> _YOUR OBJECTIVE_:
Among the lines below, list those containing the string "cloud".

(Dataset entries)
PR #12666, opened 2022-05-10
refactor(orc8r): Omit nil-checks for multierror.Append calls

wolfseb:
## Summary

`multierror.Append` already handles nil-checks, so checking before calling it is unnecessary, except when the error is formatted with e.g. `fmt.Errorf`. This PR follows this [discussion](https://github.com/magma/magma/pull/12627#discussion_r866240479).

## Test Plan

Run unit tests

## Additional Information

### DIFF
--- a/orc8r/cloud/go/syncstore/store_writer.go
+++ b/orc8r/cloud/go/syncstore/store_writer.go
@@ -196,9 +196,7 @@ func (l *syncStore) collectGarbageSQL(tracked []string) error {
 			return nil, err
 		}
 		_, err := sqorc.ExecInTx(l.db, nil, nil, txFn)
-		if err != nil {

> _EXERCISE RESPONSE_:
--- a/orc8r/cloud/go/syncstore/store_writer.go
+++ b/orc8r/cloud/go/syncstore/store_writer.go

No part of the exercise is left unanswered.